Same way you interpret when a square wave is on or off. You define a cutt-off voltage/current. Anything below that is off, anything above that is on. Digital or analog, the difference is in the interpretation of the signal, not neccessarily the signal itself.
Of course, it won't be perfect sine waves, but it will have variations that make it not a perfect square wave, and will also have enough variation in the rise and falling edges to interpret 2 different samples.

 

[sao123]

?Correct me if i'm wrong cuz i'm not sure...
Cant you turn a sin wave into a a digital representation just by modifying the sampeling rate??

 

[VIAN]

Variations *do* matter. It's how you tell a "1" from a "0". But that variation is in a discrete amount, not continuous. If you split that difference into smaller and smaller quantities (i.e. 1.5V at time 0 is a 1, but 1.5V at time 0.5ns is a 1, 3V at time 0 is a 1, etc.). Again, it's not the signal itself that matters, it's how you interpret the signal.

That's good. I learned something new. By variations, I meant small fractions of a volt, noise and interference on standard TTL. But I see what you mean.

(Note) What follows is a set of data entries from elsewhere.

Issue #571, opened 2020-12-15
Try re-implementing some rule using dprint-swc-ecma-ast-view 


magurotuna:
https://github.com/dsherret/dprint-swc-ecma-ast-view

@dsherret created this awesome crate that wraps swc's AST, which allows navigating AST more freely than swc's visitor we're currently using.
I think it will make lots of rules easy to implement, e.g. `no-await-in-loop` in nearly the same way as RSLint does. So I'd say it's worth trying to use it.

dsherret:
There's a few small details I need to work out, but it's basically ready. I'm going to spend another weekend on it and then it should be good for use!

dsherret:
@magurotuna ok, should be good to use in 0.3.0 I believe. Let me know if you have any suggestions for anything or find any bugs.

magurotuna:
@dsherret Great! I'll take a stab at it :)

magurotuna:
I'm kind of busy recently, which prevents me from trying to implement it. Although I don't have time to implement, I elaborate on how to make it in my mind. I'll manage it as soon as possible :)

bartlomieju:
@magurotuna should we still keep this issue open?

magurotuna:
sorry, didn't notice the mention. There are still lots of rules that need to be changed to use ast-view. I'll open an issue to keep track of progress.

PR #604, opened 2021-01-26
POC: re-implement `no-with` and `no-await-in-loop` with dprint-swc-ecma-ast-view

magurotuna:
This is POC for #571

`no-with` has so simple implementation that it won't need the power of dprint-swc-ecma-ast-view, but I chose it as a first step to see if the new implementation works fine in harmony with the existing rules.

One thing I've found unfortunate is that dprint-swc-ecma-ast-view only accepts swc's `Module`, instead of `Program`. I opened the issue about it (https://github.com/dprint/dprint-swc-ecma-ast-view/issues/4)

CC @dsherret @bartlomieju


magurotuna:
Next, as a more complex rule than `no-with`, I attempted to re-implement `no-await-in-loop`.
It seems like the same functionality has been accomplished with far less code. In fact, the previous implementation of `no-await-in-loop` has 189 lines of code:
https://github.com/denoland/deno_lint/blob/fc51afc371a4f09cf3b7601f8dc135f7dd97107a/src/rules/no_await_in_loop.rs#L177-L363

whereas the new code has only 59 lines (including comments):
https://github.com/denoland/deno_lint/blob/fc51afc371a4f09cf3b7601f8dc135f7dd97107a/src/rules/no_await_in_loop.rs#L117-L175

src/rules/no_await_in_loop.rs
```diff
@@ -88,6 +114,66 @@ impl<'c> NoAwaitInLoopVisitor<'c> {
...
 }
 
+impl<'c> Handler for NoAwaitInLoopVisitor<'c> {
+  fn await_expr(&mut self, await_expr: &AstView::AwaitExpr) {
+    fn inside_loop(
+      await_expr: &AstView::AwaitExpr,
+      node: AstView::Node,
+    ) -> bool {
+      use NodeKind::*;
+      match node.kind() {
```
dsherret, line 124: Instead of matching on `node.kind()` and doing `.expect`, it's possible to match directly on the node.

Additionally, instead of doing `.inner.await_token` it's possible to do `.await_token()` instead, which will get `inner.await_token()` (there should be a helper method for ever property found on `inner`, so `.inner.x` -> `.x()`).

For example:

```ts
use Node::*;
match node {
  FnDecl(_) | FnExpr(_) | ArrowExpr(_) => false,
  ForOfStmt(stmt)
    if stmt.await_token().is_some() =>
  {
    // etc...
  }
  // etc...
}
```

src/rules/no_await_in_loop.rs
```diff
@@ -32,6 +36,28 @@ impl LintRule for NoAwaitInLoop {
     visitor.visit_program(program, program);
   }
 
+  fn lint_program_with_ast_view(
```
dsherret, line 39: 0.6.0 supports providing a `Program` instead as per your recommendation 🙂

src/rules/no_await_in_loop.rs
```diff
@@ -88,6 +114,66 @@ impl<'c> NoAwaitInLoopVisitor<'c> {
...
+          // When it encounters `ForInStmt` or `ForOfStmt`, we should treat it as `inside_loop = true`
+          // except for the case where the given `await_expr` is contained in the `right` part.
+          // e.g. for (const x of await xs) { ... }
+          //                      ^^^^^^^^ <-------- `right` part
+          let right = match node.kind() {
+            ForInStmt => &*node.expect::<AstView::ForInStmt>().inner.right,
+            ForOfStmt => &*node.expect::<AstView::ForOfStmt>().inner.right,
+            _ => unreachable!(),
+          };
+          !right.span().contains(await_expr.span())
```
dsherret, line 146: I had no idea about this `.contains` method on span. Good to know!

src/rules/no_await_in_loop.rs
```diff
@@ -88,6 +114,66 @@ impl<'c> NoAwaitInLoopVisitor<'c> {
...
+            Some(p) => p,
+            None => return false,
+          };
+          inside_loop(await_expr, parent)
+        }
+      }
+    }
+
+    if inside_loop(await_expr, await_expr.into_node()) {
+      self.add_diagnostic(await_expr.inner.span);
```
dsherret, line 172: Could do `await_expr.span()`.

dsherret (commented):
@magurotuna looks really nice! I think it can even be further improved.

src/rules/no_await_in_loop.rs
magurotuna: Thanks! Sounds good suggestion, I rewrote the code.

dsherret: Looks really good!

src/rules/no_await_in_loop.rs
```diff
@@ -24,12 +21,21 @@ impl LintRule for NoAwaitInLoop {
...
     &self,
     context: &mut Context,
-    program: &swc_ecmascript::ast::Program,
+    program_info: dprint_swc_ecma_ast_view::ProgramInfo<'a>,
   ) {
-    let mut visitor = NoAwaitInLoopVisitor::new(context);
-    visitor.visit_program(program, program);
+    with_ast_view(program_info, |pg| {
+      NoAwaitInLoopHandler.traverse(pg, context);
+    });
```
dsherret, line 38: The "view" should be created really fast, but ideally you would only do this once per file instead of once per rule.

magurotuna: Good point. Potentially it could. 
We have to take into account that [`lint_program_with_ast_view` method on `LintRule` trait](https://github.com/denoland/deno_lint/blob/17ce8d0f71b786732f1341fe398bb724b0db109f/src/rules.rs#L100) needs to fall back to `lint_program` if a rule doesn't implement `lint_program_with_ast_view`, because we need to maintain both the existing rule implementations that use swc's AST and new rule implementations that use dprint ast-view's stuff until all the existing rules are replaced.

So, the default implementation of `lint_program_with_ast_view` should look like:

```rust
  /// Executes lint using `dprint-swc-ecma-ast-view`.
  /// Falls back to the `lint_program` method if not implemented.
  fn lint_program_with_ast_view<'a>(
    &self,
    context: &mut Context,
    program: dprint_swc_ecma_ast_view::Program;
,
  ) {
    use dprint_swc_ecma_ast_view::Program::*;
    let swc_program = match program {
      Module(m) => swc_ecmascript::ast::Program::Module(m.inner.clone()),
      Script(s) => swc_ecmascript::ast::Program::Script(s.inner.clone()),
    };
    self.lint_program(context, &swc_program);
  }
```

If the signature of `lint_program_with_ast_view` was like above, we could run all rules like:

```rust
    dprint_swc_ecma_ast_view::with_ast_view(program_info, |pg| {
      // Run builtin rules
      for rule in &self.rules {
        rule.lint_program_with_ast_view(&mut context, pg);
      }
    });
```

This code is fine as the ast-view is created once, but I'm concerned about the cost of cloning swc's Module or Script in these lines:

```rust
      Module(m) => swc_ecmascript::ast::Program::Module(m.inner.clone()),
      Script(s) => swc_ecmascript::ast::Program::Script(s.inner.clone()),
```

Any good ideas?

dsherret: Considering `lint_program` takes a reference to an swc `Program` enum, perhaps instead of cloning, we could introduce a new `Program` enum that instead holds a reference to the swc `Module` or `Script`?

```
pub enum ProgramRef<'a> {
    Module(&'a Module),
    Script(&'a Script),
}
```

Then that could be provided to `lint_program` instead.

magurotuna: @dsherret Ahh looks cool! That way we could avoid wasteful cloning. Will rewrite it!

magurotuna:
@dsherret 
I rewrote it to use `ProgramRef` instead of cloning. Could you have a look? (might be hard to see the diff as it's pretty big)

dsherret:
@magurotuna looks good to me! 🙂

src/linter.rs
```diff
@@ -415,10 +416,20 @@ impl Linter {
...
-    // Run builtin rules
-    for rule in &self.rules {
-      rule.lint_program(&mut context, program);
-    }
+    let program_info = ProgramInfo {
+      program,
+      source_file: None,
+      tokens: None,
+      // TODO(@magurotuna): let it have SingleThreadedComments
+      comments: None,
```
bartlomieju, line 424: This should be fixed before landing?

src/rules.rs
```diff
@@ -86,15 +86,48 @@ pub mod triple_slash_reference;
...
+  /// Returns the unique code that identifies the rule
   fn code(&self) -> &'static str;
+
+  /// Returns the tags this rule belongs to, e.g. `recommended`
   fn tags(&self) -> &'static [&'static str] {
     &[]
   }
+
+  /// Returns the documentation string for this rule, describing what this rule is for with several
+  /// examples.
```
bartlomieju, line 130: Thanks for adding docstrings

bartlomieju (commented):
Thanks @magurotuna; this looks good to me, I only have a single comment (not sure if that's a blocker for landing)

src/linter.rs
magurotuna: Not really, I think it can be fixed when we try to refactor some rules that look at comments to use dprint-swc-ecma-ast-view, so it's okay for now.

magurotuna:
Thanks for reviewing. I'll resolve the conflict within a few hours.

bartlomieju (approved):

PR #605, opened 2021-01-31
refactor(no-self-assign): switch to `asset_lint_err!` macro

magurotuna:
Part of #431 and #330

- switches to `assert_lint_err!`
- adds hint
- uses `VisitAll` to handle nested assignments properly


bartlomieju (approved):
LGTM

PR #616, opened 2021-02-19
Upgrade swc_ecmascript to 0.23.1

### LINKED ISSUE #615: deno lint mis-parses private method parameters?
Run the following through `deno lint`:
```js
class T {
  #foo(x, y) {}
  #bar(x, y) {}
}
```

`deno lint` claims that I have declared `x` and `y` twice, as if they were were properties, instead of parameters.

magurotuna:
This PR upgrades swc_ecmascript to v0.23.1 which has a breaking change on `Ident`.
It consequently resolves #615, so I have added a new test case to make sure deno_lint doesn't complain the following code:

```ts
class T {
  #foo(x) {}
  #bar(x) {}
}
```

### DIFF
--- a/Cargo.lock
+++ b/Cargo.lock
@@ -46,9 +46,9 @@ checksum = "afddf7f520a80dbf76e6f50a35bca42a2331ef227a28b3b6dc5c2e2338d114b1"
 
 [[package]]
 name = "ast_node"
-version = "0.7.1"
+version = "0.7.2"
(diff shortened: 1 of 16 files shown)


bartlomieju:
Cool, thanks @magurotuna, I'll wait before landing this PR until other crates that use `swc` in Deno also update to latest version.

bartlomieju (approved):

You just opened my mind to other things.

 

[imgod2u]

Originally posted by: VIAN

Variations *do* matter. It's how you tell a "1" from a "0". But that variation is in a discrete amount, not continuous. If you split that difference into smaller and smaller quantities (i.e. 1.5V at time 0 is a 1, but 1.5V at time 0.5ns is a 1, 3V at time 0 is a 1, etc.). Again, it's not the signal itself that matters, it's how you interpret the signal.

That's good. I learned something new. By variations, I meant small fractions of a volt, noise and interference on standard TTL. But I see what you mean. You just opened my mind to other things.

Those would be "unwanted" variations I suppose. Technically, analog is "faster" than digital as you can parse more information. Think of analog as "infinite-pumped" where you're taking infinite samples instead of 2 or 4 per clock. Each tiny, infinitely-small variation in the wave counts as a separate level. It won't be just 1's and 0's either, so you could have potentially an infinite amount of information in one wave. Of course, being able to generate and accurately read that would be.....near impossible. We'll get closer and closer as technology improves.